# MathCS.org - Statistics

## 5.3 Crosstabs Tables

In the first part of this chapter we saw how to use Excel's "Pivot" function to compute counts or frequencies for us, using one (categorical) variable at a time. In the second part we saw how to create row and column percentage tables for two categorical variables manually, if we already knew the total counts in the respective categories. Now we want to automatically generate tables involving two variables from a particular data set instead of converting existing tables into percentage tables. The procedure will be similar to the one before, so make sure you are familiar with the previous section.

Example: Attached is an Excel data file listing salary levels and other information about employees of a particular company. Create and interpret tables relating:

1. Gender with Salary Level
2. Salary Level with Years of Education
3. Salary Level with Job Category

With Excel, the appropriate tool to create such crosstabs tables is - you guessed it - the "PivotTable ..." in the "Insert" ribbon.

• Click "Insert", then "PivotTable ...", as in the previous section.
• Use the range selector tool to select the entire data set

You will see the table (hopefully) familiar from the previous section, where you can drag variables from the PivotTable Fields into the "Row", "Column", and/or "Values" areas. We won't make use of "Filters".

To analyze the relationship - if any - between "Gender" and "Salary Level", drag the variable "Salary Level" to the "Row" field of the table and the variable "Gender" to the "Column" field (if you accidentally drop a variable in the wrong spot, simply drag it back).

That will create a table with "Salary levels" as rows and "Gender" as columns, but containing no data yet. Finally, drag either "Gender" or "Salary Level" into the "Data" field in the middle (in our case it does not matter which one but in the picture below we used "Salary Level") and the table will be complete - but with raw data, not percentages.

This table shows, for example, that 32 female employees out of 474 total employees earn between \$10,000 and \$20,000, while, for example, 45 male employees earn more than \$60,000.

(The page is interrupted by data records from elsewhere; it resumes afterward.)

PR #2912, opened 2025-05-07
ci: remove `--timings` flag for Next.js repo e2e tests

serhalp:
## Description

This doesn't seem to provide any value for us. It just adds some test run time and instability to our suite, since this ends up attempting to read a `test-timings.json` file from disk (fails every time) and then makes a request to fetch timings data from a private Vercel endpoint, which sometimes fails with a 403 for some reason.

### Documentation

N/A

## Tests

N/A

It was added here without explanation: https://github.com/netlify/next-runtime-minimal/pull/334/commits/7ea73a2c7c6be6a898bdc6174e09a8198848a1cb


mrstork (approved):

mrstork:
Removed the tag so that the tests don't run again when we update the branch

PR #2935, opened 2025-05-19
test: add test cases for unexpected permanent cdn cache control cases

pieh:
## Tests

Adding some tests that seems to catch problematic cases of not cacheable route handler getting cdn cache control set

https://linear.app/netlify/issue/FRB-1707/next-runtime-is-sending-cdn-cache-control-headers-unexpectedly


src/build/content/static.test.ts
```diff
@@ -62,10 +65,7 @@ async function readDirRecursive(dir: string) {
   return paths
 }
 
-let failBuildMock: Mock<
-  Parameters<PluginContext['utils']['build']['failBuild']>,
-  ReturnType<PluginContext['utils']['build']['failBuild']>
->
+let failBuildMock: Mock<PluginContext['utils']['build']['failBuild']>
```
pieh, line 68: Unrelated, but as some point `Vitest.Mock` type changed and instead of requiring separate params and return type, it now wants just mocked function type so while I was here I adjusted type

src/build/content/static.ts
```diff
@@ -27,21 +27,23 @@ export const copyStaticContent = async (ctx: PluginContext): Promise<void> => {
...
 
     const fallbacks = ctx.getFallbacks(await ctx.getPrerenderManifest())
+    const fullyStaticPages = await ctx.getFullyStaticHtmlPages()
 
     try {
       await mkdir(destDir, { recursive: true })
       await Promise.all(
         paths
-          .filter((path) => !paths.includes(`${path.slice(0, -5)}.json`))
+          .filter((path) => !path.endsWith('.json') && !paths.includes(`${path.slice(0, -5)}.json`))
```
pieh, line 36: just small optim to return false early for json and avoid array search, doesn't change results, because if `path` ends with `.json` then paths will also include `${path.slice(0, -5)}.json` as it will be same path

src/build/content/static.ts
```diff
@@ -27,21 +27,23 @@ export const copyStaticContent = async (ctx: PluginContext): Promise<void> => {
...
             const html = await readFile(join(srcDir, path), 'utf-8')
             verifyNetlifyForms(ctx, html)
 
             const isFallback = fallbacks.includes(path.slice(0, -5))
+            const isFullyStaticPage = !isFallback && fullyStaticPages.includes(path)
 
             await writeFile(
               join(destDir, await encodeBlobKey(path)),
-              JSON.stringify({ html, isFallback } satisfies HtmlBlob),
+              JSON.stringify({ html, isFullyStaticPage } satisfies HtmlBlob),
```
pieh, line 46: we are no longer storing wether html blob is fallback, but we still use it to determine `isFullyStaticPage`

tests/fixtures/simple/app/api/slow-not-cacheable-with-html-read/route.js
```diff
@@ -0,0 +1,22 @@
...
+
+export async function GET() {
+  // This adds intentional delay here to make it more likely to hit some next-server
+  // initialization side-effects such as preloading page entries
+  // and trying to assert that side-effects do NOT impact the response.
+  // There is no way to force problematic side-effect scenario to happen without
+  // modifying the next internals.
+  // See https://github.com/vercel/next.js/blob/592401bb7fec83079716b2c9b090db580a63483f/packages/next/src/server/next-server.ts#L321-L327
+  // which starts NOT awaited async work
+  await new Promise((resolve) => setTimeout(resolve, 5_000))
```
pieh, line 12: without some kind of sleep in function, it was VERY hit'n'miss wether issue was reproducable - with this sleep, at this locally it was always reprodicable - but because the whole issue is timing/async - this is not 100% test scenario, but I couldn't figure out anything better without doing some kind of modifications to next.js code itself

tests/utils/fixture.ts
```diff
@@ -191,6 +192,20 @@ export async function runPluginStep(
...
+    redirects: [],
+  }
+
+  // load netlify.toml if it exists
+  if (existsSync(join(ctx.cwd, 'netlify.toml'))) {
+    const resolvedNetlifyConfig = await resolveNetlifyConfig({ cwd: ctx.cwd })
+    if (resolvedNetlifyConfig.config) {
+      netlifyConfig = resolvedNetlifyConfig.config
+    }
+  }
```
pieh, line 207: added this to support one of added test route handlers that reads non-nextjs produced html file and for that to work, we need to pass netlifyConfig produced from `netlify.toml` which instructs bundling to include some external files

tests/utils/lambda-helpers.mjs
```diff
@@ -143,7 +143,7 @@ export async function loadFunction(ctx, { env } = {}) {
         flags: flags ?? DEFAULT_FLAGS,
       },
       lambdaFunc: { handler },
-      timeoutMs: 4_000,
+      timeoutMs: 10_000,
```
pieh, line 146: bumped function invocation timeout to allow for 5s sleep in added test scenarios

src/run/next.cts
```diff
@@ -96,9 +104,16 @@ export async function getMockedRequestHandler(...args: Parameters<typeof getRequ
           const relPath = relative(resolve('.next/server/pages'), path)
           const file = await cacheStore.get<HtmlBlob>(relPath, 'staticHtml.get')
           if (file !== null) {
-            if (!file.isFallback) {
+            if (file.isFullyStaticPage) {
```
pieh, line 107: isFullyStaticPage will be false for fallbacks, but also additionally it somewhat inverts the check to only set `usedFsReadForNonFallback` for KNOWN static pages instead of not setting for fallbacks (but still setting it for everything else even if it's not pages router page)

package.json
```diff
@@ -51,6 +51,7 @@
     "@fastly/http-compute-js": "1.1.5",
     "@netlify/blobs": "^8.2.0",
     "@netlify/build": "^32.2.0",
+    "@netlify/config": "^23.0.1",
```
pieh, line 54: Added dev dependency is used only in integration tests - it's not being used otherwise

eduardoboucas (approved):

Similarly, we can create tables to relate "Salary Level" with "Years of Education". We could start again from scratch, but since we already have the pivot table available, we can simply drag the "Salary Level" and "Gender" variables out of the table and drag the "Years of Education" and "Salary Level" to the respective row, column, and data area to create our next table:

Similarly, we can create the table relating "Salary Level" with "Job Category", but I leave the details up to you. To finish our discussion on crosstabs tables, let's use the above tables to answer specific questions:

Example: Using the same Excel data as before, answer the following questions:

1. How many female employees earn less than \$40,000 ? How many males ?
2. How many people earning more that \$60,000 have 15 years of eduation or less ? How many of those have more than 15 years of education ?

All answers should be in percent.

At first glance it might seem that we have already created the right tables to answer these questions. However, this time we want the answers in percent, while our above tables contain actual numbers. And, as we have discussed in the previous section, when we want to generate percentage tables we need to decide whether we want row or column percentages. Therefore, we first need to discuss exactly which tables to generate to answer these questions before worrying about how to do it in Excel.

To answer question 1, we clearly need to generate a table relating salary with gender. Let's use salary as row variable and gender as column, just as above:

Question 1 uses as total all female employees, and in our table the "females" go along a column. Therefore, we need to generate column percentages in the above table.

• Double-click the "Count of Salary Level" button in your table and click on "Options" in the dialog that pops up. Then select "% of column" in the "Show Values As" field and click OK.

You should see the final table, containing column percentages, as shown below. Note that you can see that the table shows column percentages since the percentages accross the columns add up to 100%.

Now we can answer question 1 easily: Recall the question was "how many female employees earn less than \$40,000". In the female column we need to add the numbers: 14.81% + 66.67%+13.43% since everyone in those corresponding cells is female and earns less than \$40,000. You could of course use Excel to add these numbers, or simply add them in your head. The answer to the question is: 94.91% of females earn less than \$40,000. For the male employees, the answer is: 63.95% of males earn less than \$40,000.

Actually, this seems to indicate that female employees, as a rule, earn less money than male employees. We will learn how to answer questions such as these in the next section.

It is left as an exercise to answer the second set of questions "How many people earning more than \$60,000 have 15 years of education or less ? How many of those have more than 15 years of education". Here are, for your information, the answers (recall that you first need to determine whether to use row or column percentage tables, which of course depends on your choice of row and column variables, as well as on the particular question. Here is a particular table we chose to create:

By rthe ways, is that table using row or column percentages ? The correct answers are:

• 2.22% of people earning more than \$60,000 have 15 years or less of education
• 97.78% of people earning more than \$60,000 have more than 15 years of education

Again, a more interesting question would be be to determine whether more years of education generally result in higher salaries (it does looks that way) - we will answer that type of question in the next section.